* **WHAT IS EXPECTED**
Beneath this task are records; print exactly the stretch of them from the line with "leaves the machine;" through the line with "I confirmed the", both ends included.

* **TASK DATA**
+ + + +
PR #3183, opened 2026-08-13
fix(errors): redact dict/JSON-form secrets in redact_secrets (ReDoS-safe)

BichitraCodesAtlan:
> **Scope reduced.** This PR started as a diagnose-scrubbing monkeypatch (keep `diagnose` on, mask known secret shapes). That approach is **superseded by #3268**, which turns `diagnose` off by default — the allowlist-shaped fix the review concluded was right. What remains here is the one piece that's useful regardless of `diagnose`: the string-level `redact_secrets` improvement. The monkeypatch, sink wiring, primitives (`sensitive`/`Secret`/`RedactingMapping`), and the two env vars have been dropped.

## What this does

`redact_secrets()` handled URL userinfo and `key=value` params, but not the **`'key': 'value'` dict/JSON shape** — the form a credentials dict takes when it's rendered into a message or a formatted traceback (`safe_traceback`, `sanitize_cause_repr`). Adds `_SECRET_MAPPING_RE` so:

```
{'client_secret': 'xyz'}  → {'client_secret': '***'}
{"api_key": "xyz"}        → {"api_key": "***"}
```

- The sensitive-key alternation is hoisted into a shared `_SECRET_KEY_ALTERNATION`, used by both the `=` and `:` patterns, so they can't drift.
- The value body is `(?:\\.|[^\\])*?` — **disjoint branches** (backslash vs. not) + **lazy** — so it handles escaped quotes (`'a\'b'`) **without catastrophic backtracking**. `redact_secrets` runs on semi-untrusted driver-error text on the logging path, so a hang would take the log call with it. (This corrects a ReDoS in an earlier revision of this PR; the fix is @cmgrote's suggested construction.)
- `client_id` is deliberately not matched — public identifier, kept for debugging.

## Tests

- Mapping/JSON-form masking (both quote styles), embedded-quote value, and a **ReDoS regression** that pins linear behaviour under a subprocess timeout (an ambiguous pattern would be killed; the fixed one returns instantly).
- All `errors/base` tests pass; ruff + ruff-format + pyright clean.

Refs: #3268 (supersedes the diagnose approach).

https://claude.ai/code/session_012KVtq9FTe9asyd6HJMKvx5

### DIFF
--- a/application_sdk/errors/base.py
+++ b/application_sdk/errors/base.py
@@ -29,6 +29,17 @@ _TRACEBACK_MAX_LEN = 8000
 # trailing `@` in a no-space query string — the safe failure direction for a
 # secret redactor.
 _URL_USERINFO_RE = re.compile(r"([a-z][a-z0-9+.-]*://)(?:[^@\s]+@)+", re.IGNORECASE)
+# Shared alternation of secret-bearing key tokens, matched case-insensitively
+# as a substring — so ``client_secret`` is caught via ``secret``. Reused by
+# both the ``key=value`` form and the ``'key': 'value'`` mapping-repr form so
+# the two stay in sync. ``client_id`` is intentionally absent: it is a public
+# identifier, not a credential, and dropping it removes "which client failed"
+# from auth errors (same rationale as ``uid`` below).
+_SECRET_KEY_ALTERNATION = (
+    r"(?:api_key|access_token|auth_token|password|passwd|pwd|secret"
+    r"|credential|private_key)"
+)
+
 # Matches secret query params: api_key=value → api_key=***
 # ``pwd`` covers ODBC/DSN keyword syntax (``UID=sa;PWD=…``), which no other
 # keyword here matches — ODBC connectors do not use ``password=``.
@@ -46,16 +57,44 @@ _URL_USERINFO_RE = re.compile(r"([a-z][a-z0-9+.-]*://)(?:[^@\s]+@)+", re.IGNOREC
 # the tail of ``run_guid=`` and ``correlation_uuid=`` — redacting the exact
 # correlation IDs an on-call needs.
 _SECRET_PARAM_RE = re.compile(
-    r"(?i)((?:api_key|access_token|auth_token|password|passwd|pwd|secret|credential|private_key)=)(?:\{[^}]*\}|[^\s&,;#]+)",
+    rf"(?i)({_SECRET_KEY_ALTERNATION}=)(?:\{{[^}}]*\}}|[^\s&,;#]+)",
+)
+
+# Matches secrets in mapping / JSON repr form, so a credentials dict rendered
+# into a message or traceback is scrubbed too — this is the shape that leaked
+# in AUT-1113 (a token payload printed by loguru diagnose):
+#   {'client_secret': 'xyz'}  → {'client_secret': '***'}
+#   {"api_key": "xyz"}        → {"api_key": "***"}
+# The key is a quoted string containing a sensitive token; the value is the
+# following quoted string of the SAME quote char (``\3`` backref). The value
+# body ``(?:\\.|[^\\])*?`` handles escaped quotes (``\'``) so a value that
+# embeds a quote — which Python ``repr`` emits as ``'a\'b'`` for a secret
+# containing one — does not end the match early and leak its tail. The two
+# branches are disjoint on their first character (``\\.`` always starts with a
+# backslash, ``[^\\]`` never does), so there is exactly one way to consume any
+# prefix — no partitions to explore, so no catastrophic backtracking on a long
+# backslash run in an unterminated value (``redact_secrets`` runs on
+# semi-untrusted driver-error text on the logging path). Lazy ``*?`` keeps the
+# match ending at the first delimiter, avoiding greedy over-redaction across
+# sibling keys. Best-effort: only quoted str values are matched (``b'...'`` /
+# unquoted are not). ``client_id`` is not matched (see the alternation note
+# above), so "which client" stays visible.
+_SECRET_MAPPING_RE = re.compile(
+    rf"(?i)((['\"])[\w.\- ]*{_SECRET_KEY_ALTERNATION}[\w.\- ]*\2\s*:\s*)"
+    rf"(['\"])(?:\\.|[^\\])*?\3",
 )
 
 
 def redact_secrets(text: str) -> str:
-    """Redact URL userinfo and known secret query-params from a string.
+    """Redact URL userinfo and known secrets from a string.
+
+    Handles three shapes: URL userinfo (``scheme://user:pass@``), ``key=value``
+    query/connection-string params, and ``'key': 'value'`` mapping/JSON repr.
 
     Use this when logging strings that may embed credentials but are not a
     single cause exception — e.g. a formatted traceback whose frames are worth
-    keeping but whose driver messages embed connection-string passwords.
+    keeping but whose driver messages embed connection-string passwords, or a
+    message that rendered a credentials dict.
 
     ``text`` must be a ``str`` — callers holding an exception or other object
     should stringify first (the sibling :func:`sanitize_cause_repr` does this
@@ -63,6 +102,7 @@ def redact_secrets(text: str) -> str:
     """
     text = _URL_USERINFO_RE.sub(r"\1***@", text)
     text = _SECRET_PARAM_RE.sub(r"\1***", text)
+    text = _SECRET_MAPPING_RE.sub(r"\1\3***\3", text)
     return text
 
 
--- a/tests/unit/errors/test_base.py
+++ b/tests/unit/errors/test_base.py
@@ -211,6 +211,69 @@ def test_redact_secrets_userinfo_and_params() -> None:
     assert "abc123" not in out and "hunter2" not in out
 
 
+def test_redact_secrets_masks_client_secret_in_dict_repr() -> None:
+    """AUT-1113: a credentials dict rendered into a string (e.g. loguru diagnose
+    of a token payload) must have its secret value masked, key and shape kept."""
+    from application_sdk.errors import redact_secrets
+
+    payload = (
+        "{'client_id': 'atlan-argo', 'client_secret': 'sYnth3ticSecret', "
+        "'grant_type': 'client_credentials'}"
+    )
+    out = redact_secrets(payload)
+    assert "sYnth3ticSecret" not in out
+    assert "'client_secret': '***'" in out
+    # client_id is a public identifier — it stays visible for debugging.
+    assert "atlan-argo" in out
+
+
+def test_redact_secrets_masks_json_form_secrets() -> None:
+    from application_sdk.errors import redact_secrets
+
+    out = redact_secrets('{"api_key": "abc123", "user": "sa"}')
+    assert "abc123" not in out
+    assert '"api_key": "***"' in out
+    assert "sa" in out
+
+
+def test_redact_secrets_masks_secret_value_with_embedded_quote() -> None:
+    """A secret value containing a quote (which ``repr`` escapes) must be fully
+    masked — the escaped quote must not end the match early and leak the tail."""
+    from application_sdk.errors import redact_secrets
+
+    # repr({"password": "a'b\"c-SECRET"}) -> {'password': 'a\'b"c-SECRET'}
+    rendered = repr({"password": "a'b\"c-SECRET"})
+    out = redact_secrets(rendered)
+    assert "SECRET" not in out
+    assert "a'b" not in out  # no tail after the escaped quote leaks
+    assert "'password': '***'" in out
+
+
+def test_redact_secrets_is_linear_on_backslash_runs() -> None:
+    """Regression: ``_SECRET_MAPPING_RE`` must not backtrack exponentially on an
+    unterminated quoted value with a long backslash run. ``redact_secrets`` runs
+    on semi-untrusted driver-error text on the logging path, so a hang here
+    takes the log call with it. A regressed (ambiguous) pattern would blow past
+    the subprocess timeout and be killed; the fixed pattern returns instantly.
+
+    Run in a subprocess because a catastrophic-backtracking ``re`` match is a
+    C-level loop that Python signals cannot interrupt — only killing the process
+    reliably bounds it.
+    """
+    import subprocess
+    import sys
+
+    # Child builds `{'password': '` + 64 backslashes (unterminated). chr(92) is
+    # a backslash — avoids escaping the run through two string layers.
+    code = (
+        "from application_sdk.errors import redact_secrets; "
+        "redact_secrets(\"{'password': '\" + chr(92) * 64)"
+    )
+    # ~phi**64 for an ambiguous pattern (astronomically slow); the fixed one is
+    # sub-millisecond. 10s is a wide margin that still fails a real regression.
+    subprocess.run([sys.executable, "-c", code], timeout=10, check=True)
+
+
 def test_redact_secrets_consumes_at_in_password() -> None:
     """A raw `@` inside the password must not leave the tail exposed."""
     from application_sdk.errors import redact_secrets


BichitraCodesAtlan:
Added a second commit (39655426) extending the **existing** `redact_secrets` regex redactor (`errors/base.py`) to a third shape: **mapping / JSON repr** (`'client_secret': 'xyz'` → `'client_secret': '***'`, both quote styles). Previously it handled URL userinfo and `key=value` only, so a credentials dict rendered into a message/traceback slipped through.

- The sensitive-key alternation is now a shared constant used by both the `key=value` and `'key': 'value'` patterns, so they can't drift.
- `key=value` behaviour is unchanged (same alternation).
- `client_id` is intentionally **not** matched — public identifier, kept for debugging (same rationale as `uid`).

So the SDK now scrubs this secret shape on **both** paths: structurally on the loguru diagnose frame-locals path (commit 1), and in string form wherever `redact_secrets`/`safe_traceback`/`sanitize_cause_repr` are applied (commit 2).

application_sdk/observability/redaction.py
```diff
@@ -0,0 +1,215 @@
...
+    whose key is sensitive (:func:`is_sensitive_key`). Recurses into nested
+    mappings and sequences up to a depth/size cap. Non-container values are
+    returned unchanged. Never raises: on any error it masks (fail-closed).
+    """
+    try:
+        if isinstance(value, Secret):
+            return _REDACTED
+        # Already renders safely — preserve the caller's explicit marking
+        # (which may cover keys the default policy does not).
+        if isinstance(value, (RedactingMapping, _Redacted)):
```
cmgrote: **Blocking — the explicit marking layer is weaker than the automatic one, and using it opts you out.**

This short-circuit means a `RedactingMapping` never gets the key-based pass, and `RedactingMapping.__repr__` only masks the keys the caller listed. So marking a payload makes it *less* safe than leaving it alone:

```
unmarked dict                          : {'client_secret': ***, 'refresh_token': ***}
sensitive(d, redact={'client_secret'}) : {'client_secret': '***', 'refresh_token': 'UNMARKED-LEAK'}
```

That's aimed squarely at the consumer named in the description — AE is told to add `sensitive(...)` as "the explicit, precise layer", and doing so would un-redact anything it forgot to enumerate.

The two layers should union, not override: keep recursing into a `RedactingMapping` and mask a value if *either* the caller listed the key or `is_sensitive_key` matches it. Same for nested values inside `RedactingMapping.__repr__`, which currently reprs non-listed values raw — `sensitive({"outer": {"password": "x"}}, redact=["other"])` renders the nested password in the clear.

application_sdk/observability/redaction.py
```diff
@@ -0,0 +1,215 @@
...
+            return value
+        if _depth >= _MAX_DEPTH:
```
cmgrote: **Blocking — the depth cap fails open, which contradicts the stated safety property.**

Returning `value` unchanged hands the raw object to `repr()`, and `repr()` of a container prints the *entire* subtree below it. So the cap doesn't bound what gets rendered, only what gets scrubbed — a secret nested deeper than `_MAX_DEPTH` renders in full:

```python
deep = {"client_secret": "LEAK-DEEP"}
for _ in range(7):
    deep = {"wrap": deep}
repr(redact_value(deep))
# {'wrap': {'wrap': ... {'client_secret': 'LEAK-DEEP'}}}
```

Should return `_REDACTED` (or a `<truncated: depth>` marker) at the cap — that's the fail-closed direction and it also genuinely bounds the render.

Related, one line down: `_MAX_ITEMS` drops entries past 100 silently, so an oversized dict renders as a complete-looking 100-key dict. A trailing marker entry would keep the traceback honest.

application_sdk/observability/redaction.py
```diff
@@ -0,0 +1,215 @@
...
+
+from loguru import _better_exceptions
+
+_MASK = "***"
+
+# A value is masked whenever its key contains one of these (case-insensitive)
+# substrings. Substring matching errs toward over-redaction — the safe
+# direction for a secret scrubber. Extend via ATLAN_LOG_REDACT_KEYS
+# (comma-separated), never to weaken: entries only add to this set.
+_DEFAULT_SENSITIVE_KEYS: frozenset[str] = frozenset(
```
cmgrote: **Blocking — this creates a second, divergent definition of "sensitive key", in the same PR that touches the first one.**

`errors/base.py` now has `_SECRET_KEY_ALTERNATION` (11 tokens, with `client_id`/`uid` deliberately excluded and the rationale documented); this file has `_DEFAULT_SENSITIVE_KEYS` (a different 11). `token`, `authorization`, `apikey` and `access_key` are only in this set; `errors/base.py` only matches `access_token`/`auth_token`, so a bare `token=` isn't caught there. And `ATLAN_LOG_REDACT_KEYS` extends only this set — an operator adding a key gets it honoured on the diagnose path but silently not on the `redact_secrets` path.

Two readers of the same policy that are already inconsistent on day one will drift further. Suggest one source of truth: this frozenset, with the regex alternation in `errors/base.py` derived from it (`"|".join(sorted(...))`), and the `client_id`/`uid` carve-out encoded once as an explicit exclusion set rather than as an absence in one list and a comment in the other.

application_sdk/observability/redaction.py
```diff
@@ -0,0 +1,215 @@
...
+    disable ``diagnose`` to fail closed.
+    """
+    try:
+        formatter = _better_exceptions.ExceptionFormatter
+        original = formatter._format_value
+        if getattr(original, "_atlan_redaction_wrapped", False):
+            return True
+
+        @functools.wraps(original)
+        def _redacting_format_value(self: Any, value: Any) -> Any:
```
cmgrote: **Blocking-ish — this seam can't see variable names, so the key policy only applies to mapping keys, not to identically-named locals.**

`_format_value(self, v)` receives only the value. loguru resolves the name one frame up, in `_get_relevant_values`, where `string` holds the identifier. Net effect: a dict *key* called `client_secret` is masked, but a local *variable* called `client_secret` is not. Verified end to end against loguru 0.7.3:

```
CANARY-IN-DICT      leaked into traceback: False
CANARY-BARE-LOCAL   leaked into traceback: True
```

```
raise RuntimeError("boom: %s %s" % (len(payload), len(client_secret)))
                                        |             |
                                        |             -> 'CANARY-BARE-LOCAL'
                                        -> {'client_secret': ***}
```

Objects are the same story — `redact_value` returns non-containers unchanged, so any object with a custom `__repr__` that prints a credential attribute (`Creds(password='...')`) passes straight through.

Wrapping `_get_relevant_values` instead (or in addition) would let you apply `is_sensitive_key` to the identifier itself and close both. As written I'd soften the claim in the description — "a secret is redacted even when an app forgets to mark it" holds only when the secret sits inside a dict or list.

application_sdk/errors/base.py
```diff
@@ -46,23 +57,46 @@
...
+# The key is a quoted string containing a sensitive token; the value is the
+# following quoted string of the SAME quote char (``\3`` backref). The value
+# body ``(?:\\.|(?!\3).)*`` consumes escaped quotes (``\'``), so a value that
+# embeds a quote — which Python ``repr`` emits as ``'a\'b'`` for a secret
+# containing one — does not end the match early and leak its tail. Best-effort:
+# only quoted str values are matched (``b'...'`` / unquoted are not).
+# ``client_id`` is not matched (see the alternation note above), so "which
+# client" stays visible.
+_SECRET_MAPPING_RE = re.compile(
+    rf"(?i)((['\"])[\w.\- ]*{_SECRET_KEY_ALTERNATION}[\w.\- ]*\2\s*:\s*)"
```
cmgrote, line 83: **ReDoS — `(?:\\.|(?!\3).)*` is ambiguous on backslash runs and backtracks exponentially.**

Both branches can consume a backslash, so the engine explores every partition of a backslash run when the closing quote never arrives. Measured on the pinned Python, input `{'password': '` + N backslashes with no terminator:

```
30 backslashes -> 0.148s
34 backslashes -> 1.023s
38 backslashes -> 7.021s
```

That's ~φ^N; ~50 characters is tens of minutes. `redact_secrets` runs on driver error text and formatted tracebacks — semi-untrusted input — and it's on the logging path, so a hang here takes the log call with it.

`(?:[^\\'"]|\\.)*` makes the branches disjoint and preserves the escaped-quote handling the comment above describes.

application_sdk/observability/redaction.py
```diff
@@ -0,0 +1,215 @@
...
+            for i, (key, item) in enumerate(value.items()):
+                if i >= _MAX_ITEMS:
+                    break
+                out[key] = (
+                    _REDACTED
+                    if is_sensitive_key(key)
+                    else redact_value(item, _depth + 1)
+                )
+            return out
+        if isinstance(value, (list, tuple, set, frozenset)):
```
cmgrote: Minor, but worth a thought: the scrubbed copy changes types that the traceback is supposed to be telling you the truth about.

```
tuple ('a','b')      -> ['a', 'b']
set {'a'}            -> ['a']
dict subclass MyDict -> {'a': 1}      # custom __repr__ and type both lost
```

`diagnose` exists so you can trust what the frame held; rendering a tuple as a list is a small lie in exactly the place you're least able to check it. Preserving the container type (`type(value)(...)` where cheap, falling back to list) keeps the fidelity for near-zero cost.

application_sdk/observability/redaction.py
```diff
@@ -0,0 +1,215 @@
...
+    def get_secret_value(self) -> Any:
+        return self._value
+
+    def __repr__(self) -> str:
+        return _MASK
+
+    __str__ = __repr__
+
+
+class RedactingMapping(dict):
```
cmgrote: Two surface-level things:

- `sensitive`, `Secret` and `RedactingMapping` are the app-facing API but aren't exported from `application_sdk/observability/__init__.py`, so AE would be importing from a path that reads as private.
- `Secret` reimplements `pydantic.SecretStr` down to the `get_secret_value()` name, and pydantic is already a dependency. Mirroring the API but inventing the type means we own it forever and apps end up with two ways to say the same thing. At minimum `redact_value` should recognise `SecretStr`/`SecretBytes`; ideally we just use them.

Also worth a docstring caveat: the marking is lost by `dict(m)`, `{**m}`, `.copy()` and pickling, so it survives only as long as nothing normalises the payload before the failing call.

application_sdk/observability/logger_adaptor.py
```diff
@@ -820,18 +822,32 @@ def get_log_format(record: Any) -> str:
...
         # stay on stderr. Matches uvicorn/gunicorn conventions.
         _ERROR_LEVEL_NO = SEVERITY_MAPPING["ERROR"]
+
+        # loguru's diagnose renders repr() of frame locals, which leaks secrets
+        # held in payload dicts on error paths. Install a redaction wrapper that
+        # scrubs sensitive values before they render, keeping the traceback
+        # intact. Fail closed: if the wrapper cannot bind (loguru internals
+        # moved), disable diagnose entirely rather than risk a plaintext leak.
+        # ATLAN_LOG_DIAGNOSE_REDACT=false opts out (raw diagnose, local dev).
+        if LOG_DIAGNOSE_REDACT:
```
cmgrote: The design question I'd most want settled before this merges: **is `diagnose` worth keeping on in production at all?**

loguru's own docs recommend disabling it in production for precisely the reason this PR exists. This default inverts that — on everywhere, scrubbed, with an opt-out for local dev — and the residual surface is the class of thing you can't enumerate (depth cap, bare locals, custom `__repr__`s, whatever the next shape turns out to be).

The lower-risk arrangement gets you both halves:

- `diagnose=False` on these sinks in production, `True` locally, where the frame values are actually useful and the output never leaves the machine;
- **and** keep the global monkeypatch regardless, since it also covers sinks that apps and third-party libraries add themselves — which turning our own sinks off does not.

That's strictly safer than either half alone, and it demotes the fail-closed branch from a cliff to a no-op. It also changes how urgent the other findings are: with diagnose off in prod they're hardening, with it on they're the actual exposure.

cmgrote (commented):
Read through this alongside loguru's internals and ran the module against a few probes. Short version: **the gap is real and nothing we already had could cover it** — every existing redactor (`redact_secrets`, `sanitize_cause_repr`, `safe_traceback`, `_redact_proxy_userinfo`) is string-level, applied to text the SDK itself formats. loguru's `diagnose` renders `repr()` of live frame objects with no SDK code in between, and since we never passed `diagnose=`, loguru's default `True` has been in effect in production all along. A structural pre-repr scrubber is the right shape for that, and the fail-closed-at-the-sink wiring is the right instinct.

I confirmed the headline case works end to end: a `{"client_secret": ...}` frame local renders as `{'client_secret': ***}` with frame, line and cause chain intact.

The concerns below are about the residual surface and about a policy split this PR introduces. Marking the first four as things I'd want resolved before merge; the ReDoS is a one-liner; the last one is the design conversation the draft label is inviting.

**Would block:**
1. `sensitive()` is weaker than the automatic net *and* disables it (inline on `redact_value`)
2. The depth cap fails open (inline)
3. Two divergent definitions of "sensitive key" now exist, added in the same PR (inline)
4. The patch is at a seam that can't see variable names, so bare locals leak (inline)

**Non-blocking but worth fixing:** ReDoS in `_SECRET_MAPPING_RE`; repr fidelity of the scrubbed copy; public export surface.

**Also:** two new env vars (`ATLAN_LOG_DIAGNOSE_REDACT`, `ATLAN_LOG_REDACT_KEYS`) land without a `docs/configuration.md` entry.

All probe results quoted inline are from loguru 0.7.3, i.e. the pinned version.

application_sdk/errors/base.py
cmgrote: Correcting my own suggestion above — `(?:[^\\'"]|\\.)*` is wrong, don't apply it. The character class excludes *both* quote characters, but the delimiter is a backreference, so a value delimited by `'` that contains a `"` (or vice versa) fails to match at all and the secret renders in full. It trades an exponential blowup for a fail-open, which is the worse direction:

```
{'password': 'has"other"quote', 'user': 'sa'}   ->  unchanged, secret intact
```

The construction that keeps the dynamic delimiter *and* removes the ambiguity is to make the two branches disjoint on their first character and go lazy:

```diff
-    rf"(['\"])(?:\\.|(?!\3).)*\3",
+    rf"(['\"])(?:\\.|[^\\])*?\3",
```

`\\.` always starts with a backslash and `[^\\]` never does, so there is exactly one way to consume any prefix — no partitions to explore. Lazy repetition keeps the match ending at the *first* delimiter, so greedy over-redaction across sibling keys doesn't come back.

Behaviour is identical on all three tests added in this PR plus the edge cases I could think of (escaped quote, trailing `\\`, opposite quote inside the value, `PWD`, no-match input), and the blowup is gone:

```
n=    38   current=  6.9298s   fix=0.000030s
n=    44   current=127.7680s   fix=0.000119s
n=200000                       fix=0.0046s
```

Worth a regression test that pins the linear behaviour rather than just the output — an unterminated `{'password': '` + backslash run, asserted under a timeout.

For the record on disclosure: I checked, and this regex is new in this PR — `main` ships only `_URL_USERINFO_RE` and `_SECRET_PARAM_RE`, neither of which blows up exponentially. So nothing released is affected, and the numbers above aren't disclosing anything about deployed code.

application_sdk/observability/logger_adaptor.py
BichitraCodesAtlan: Agree this is the one to settle first — it changes what the rest of the review means.

The tradeoff as I see it:

- **On + scrubbed (current PR):** keeps the *non-secret* annotations (`client_id`, URLs) that make a trace useful, but the residual surface — bare locals, depth cap, custom `__repr__`s — is exactly the class you can't enumerate, so it stays "the actual exposure."
- **Off in prod + keep the patch (your proposal):** we lose *all* value annotations in prod, but those rarely earn their keep when they never leave a dev's machine anyway; the patch still covers local sinks + ones apps/third-party libs add themselves; fail-closed becomes a no-op; and the residual findings drop from exposure to hardening.

I'm convinced by the second — not worth carrying an unbounded leak surface for annotations we mostly don't read in prod, and keeping the global patch means we don't regress the sinks we don't own.

If you're aligned, I'll flip these sinks to `diagnose=False` in prod / `True` locally, keep the monkeypatch global, and fold the ReDoS + union / depth-cap / single-key-source fixes in as hardening on top.

cmgrote:
Cross-linking: #3268 turns `diagnose` off by default, which is the conclusion this PR arrived at.

It gates the annotation behind `ATLAN_LOG_DIAGNOSE` (default `false`) rather than disabling it outright, so the local-debugging case is still reachable. `backtrace` is untouched, so traceback frames are unaffected either way. The flag is deliberately independent of `LOG_LEVEL` — raising a tenant to `DEBUG` shouldn't silently re-enable value rendering — and a test pins that.

Two things that affect this PR:

- The redaction wrapper now only matters on the explicit opt-in path, since nothing renders values by default. Worth deciding how much of `redaction.py` you still want; the `_SECRET_MAPPING_RE` addition and the `errors/base.py` changes look independently useful.
- #3268 edits the same two `logger.add()` calls, so this branch will need a rebase on top of it.

Happy to be the one to rebase this, or to adjust #3268 if you'd rather land the redaction first — your call, it's your PR.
+ + + +
* **REPLY**
- `diagnose=False` on these sinks in production, `True` locally, where the frame values are actually useful and the output never leaves the machine;
- **and** keep the global monkeypatch regardless, since it also covers sinks that apps and third-party libraries add themselves — which turning our own sinks off does not.

That's strictly safer than either half alone, and it demotes the fail-closed branch from a cliff to a no-op. It also changes how urgent the other findings are: with diagnose off in prod they're hardening, with it on they're the actual exposure.

cmgrote (commented):
Read through this alongside loguru's internals and ran the module against a few probes. Short version: **the gap is real and nothing we already had could cover it** — every existing redactor (`redact_secrets`, `sanitize_cause_repr`, `safe_traceback`, `_redact_proxy_userinfo`) is string-level, applied to text the SDK itself formats. loguru's `diagnose` renders `repr()` of live frame objects with no SDK code in between, and since we never passed `diagnose=`, loguru's default `True` has been in effect in production all along. A structural pre-repr scrubber is the right shape for that, and the fail-closed-at-the-sink wiring is the right instinct.

I confirmed the headline case works end to end: a `{"client_secret": ...}` frame local renders as `{'client_secret': ***}` with frame, line and cause chain intact.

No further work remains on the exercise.